Permasalahan ini membawa Persma pada suatu fenomena tersendiri. Persma tidak bisa menutup mata bahwa kurangnya kapasitas untuk menyajikan liputan yang komprehensif dapat berujung bahaya bagi mereka. Dengan perlindungan terhadap persma yang ringkih saat ini, bisa dibilang penyelamat pertama bagi awak persma adalah diri mereka sendiri. Kondisi ini menyebabkan setiap awak pers mahasiswa, mau tidak mau, harus menggenapkan pengetahuan-pengetahuan mereka terlebih dulu, baik pengetahuan sebelum, ketika, maupun setelah liputan. Sialnya, hal ini banyak terabaikan lantaran Persma kerap kali disibukkan dengan kerja-kerja klasik organisasi, menggarap event, mengejar tenggat, lantas sudah keburu lelah untuk menambah bekal ilmu. Dan, selalu tergoda untuk menerbitkan berita “sensitif” secara terburu-buru?

Biarpun kata pepatah, pengalaman adalah sebaik-baiknya guru, sebagai bagian dari awak pers yang tidak terlepas dari etika keprofesian, Persma tetap butuh didudukkan bersama teori-teori. Kerapkali pendidikan jurnalistik pada pers mahasiswa berhenti di diklat dasar. Padahal awak pers mahasiswa berjalan dari pemberangkatan yang berbeda-beda, yang itu artinya perlu rancangan silabus yang optimal untuk diajarkan agar setiap awak persma memiliki pemahaman yang sama. 
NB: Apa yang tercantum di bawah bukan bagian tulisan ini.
PR #1448, opened 2018-12-03
Add a configurable timeout to gluster cli, defaulting to 10 minutes

### LINKED ISSUE #1426: Investigate changing gluster cli timeout value
### Kind of issue

Feature request

### Expected/desired behavior

Because heketi is ansync by nature and commands are not being monitored by humans the timeout used for gluster (cli) commands to talk wiith glusterd by default may be more useful with a larger value when run by heketi.

obnoxxx:

This PR adds a configurable timeout to invocations of the Gluster CLI, set to 10 minutes by default. The reason for this is that in a very busy system, with many volumes, some gluster cli commands can take longer than the default timeout of 2 minutes.

This adds a config setting of `gluster_cli_timeout` that can be overridden by the env variable `HEKETI_GLUSTER_CLI_TIMEOUT` and defaults to 10 minutes. This seemed to have been a good default value from the observations. This value is passed to the gluster cli commandline with the `--timeout` parameter.

### Does this PR fix issues?

Fixes #1426 

RHBZ: https://bugzilla.redhat.com/show_bug.cgi?id=1651041

### Notes for the reviewer

In order to not run into the `ExecCommands` timeout which is currently set to 10 minutes in the invocations, the timeout for the ExecCommands invocations is also made dynamic in that it is set to the maximum of 10 and the configured cli timeout (in minutes) +1, so that we will always wait for the gluster cli to time out rather than timing out the ssh connection first.

Only a very minimal amount of refactoring / reconsiliation has been done to the executor code as part of this PR, to avoid code duplication. More refactoring could be done as follow-up PRs.

### DIFF
--- a/executors/cmdexec/cmdexec.go
+++ b/executors/cmdexec/cmdexec.go
@@ -35,6 +35,10 @@ type CmdExecutor struct {
 	BackupLVM      bool
 }
 
+func (c *CmdExecutor) Init(config *CmdConfig) {
+	c.Throttlemap = make(map[string]chan bool)
+}
+
 func (s *CmdExecutor) AccessConnection(host string) {
 	var (
 		c  chan bool
--- a/executors/cmdexec/cmdexec.go
+++ b/executors/cmdexec/cmdexec.go
@@ -36,9 +36,14 @@ type CmdExecutor struct {
 	BackupLVM      bool
 }
 
+func setWithEnvVariables(config *CmdConfig) {
+}
+
 func (c *CmdExecutor) Init(config *CmdConfig) {
 	c.Throttlemap = make(map[string]chan bool)
 	c.config = config
+
+	setWithEnvVariables(config)
 }
 
 func (s *CmdExecutor) AccessConnection(host string) {
--- a/executors/cmdexec/cmdexec.go
+++ b/executors/cmdexec/cmdexec.go
@@ -10,6 +10,8 @@
 package cmdexec
 
 import (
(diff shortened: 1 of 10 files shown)


executors/cmdexec/cmdexec.go
```diff
@@ -35,6 +40,31 @@ type CmdExecutor struct {
...
+func (c *CmdExecutor) glusterCommand() string {
+	return fmt.Sprintf("gluster --mode=script --timeout=%v", c.GlusterCliTimeout())
+}
+
+func setWithEnvVariables(config *CmdConfig) {
+	var env string
+
+	env = os.Getenv("HEKETI_GLUSTER_CLI_TIMEOUT")
+	if env != "" {
+		value, err := strconv.ParseInt(env, 10, 32)
```
Madhu-1: can we use `ParseUint` instead of `ParseInt`?

obnoxxx: Good point. Will update the PR shortly.

Alternatively, we could discuss whether we want to just use `int` instead of `uint32` ...

obnoxxx:
What's going on with travis - is that a travis issue or something in this PR?

obnoxxx:
(restarted travis build)

phlogistonjohn:
I've done a quick scan and nothing jumps out at me as must-fix. Once we resolve the travis issues I'll give it a 2nd pass and ought to be able to approve.

PR #1449, opened 2018-12-03
travis: try building on xenial image, to resolve hg tls issues

phlogistonjohn:

On December 1st, [BitBucket disabled TLS 1.0 support](https://bitbucket.org/blog/deprecating-tlsv1-tlsv1-1-2018-12-01) which is causing problems for the old version of mercurial/python provided by the travis ci we are using.

This change bumps the distro version we request from travis to "xenial" where TLS > 1.0 does work. This also includes fixes for fallout from the version bump.

### Notes for the reviewer

All other PRs will continue to fail unless this PR is merged.

### DIFF
--- a/.travis.yml
+++ b/.travis.yml
@@ -1,4 +1,5 @@
 language: go
+dist: xenial
 sudo: true
 before_install:
     - sudo apt-get update -qq
--- a/tests/200-py-unittest.sh
+++ b/tests/200-py-unittest.sh
@@ -39,9 +39,12 @@ fi
 
 TOXENVS="py27"
 if command -v python3.5 &>/dev/null; then
-	TOXENVS="${TOXENVS},py35"
 	if command -v pyenv &>/dev/null; then
-		pyenv global system 3.5
+		if pyenv global system 3.5; then
+			TOXENVS="${TOXENVS},py35"
+		fi
+	else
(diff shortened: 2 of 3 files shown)


tests/200-py-unittest.sh
```diff
@@ -39,9 +39,12 @@ fi
 
 TOXENVS="py27"
 if command -v python3.5 &>/dev/null; then
-	TOXENVS="${TOXENVS},py35"
 	if command -v pyenv &>/dev/null; then
```
raghavendra-talur: As someone who does not understand the python environment well, I would say it would be nice to document what is being checked here.

obnoxxx: I agree that an explaining comment would be nice. But would not even block on this.

.travis.yml
```diff
@@ -1,4 +1,5 @@
 language: go
+dist: xenial
```
obnoxxx: I wasn't aware that xenial is available! Is that recent?...

phlogistonjohn: No, it is around 2 years old (http://releases.ubuntu.com/xenial/)

tests/200-py-unittest.sh
phlogistonjohn: I'd like to do that in a followup pr tho.

PR #1450, opened 2018-12-04
apps: add cluster level error reporting to cluster selection

phlogistonjohn:

Use the previously created multi-cluster error type to gather
all the reasons for finding a cluster ineligible for volume
placement and return that error if no eligible clusters
were found. This should help users immediately diagnose some
common high-level error conditions related to volume names
or file and block flags vs. the cryptic "No space" error.

### Does this PR fix issues?

Fixes rhbz#1652876


apps/glusterfs/block_volume_entry.go
```diff
@@ -168,12 +168,15 @@ func (v *BlockVolumeEntry) eligibleClustersAndVolumes(db wdb.RODB) (
...
+	var cerr error
 	cr := ClusterReq{Block: true}
-	possibleClusters, e = eligibleClusters(db, cr, possibleClusters)
+	possibleClusters, cerr, e = eligibleClusters(db, cr, possibleClusters)
 	if e != nil {
 		return
-	}
-	if len(possibleClusters) == 0 {
+	} else if len(possibleClusters) == 0 && cerr != nil {
+		e = cerr
```
obnoxxx: Callers seem to converge the two errors like this. Does the `eligibleClusters` function need to provide both errors, or can that function actually to the convergence without loss of information, and thereby reducing boilerplate code in the callers?

phlogistonjohn: Thanks for the nudge, I've pushed the common error handling into the eligibleClusters function in a followup patch. PTAL.

obnoxxx: Thanks, this looks good, but wouldn't it be more natural to squash these?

Pengajaran ini pun tidak boleh hanya pada masa pengkaderan, tapi juga terus sampai selesai keanggotaan. Bentuk dan cara pengajarannya dapat bermacam-macam, tidak mentok hanya pengajaran konvensional di ruang kelas. Soal ini, kita bisa diskusikan lagi lain waktu. Sebab, persoalan lain yang perlu diingat adalah barangkali kawan-kawan di kanan-kiri kita inilah yang nanti akan mewarnai dunia pers Indonesia ke depannya. Tentu kita tidak mau, di masa mendatang perusahaan-perusahaan media menyaru sebagai pemroduksi propaganda dan dikuasai oleh jurnalis bodrek, mereka-mereka yang mengabaikan panduan moralnya dalam menjalankan profesi jurnalistik.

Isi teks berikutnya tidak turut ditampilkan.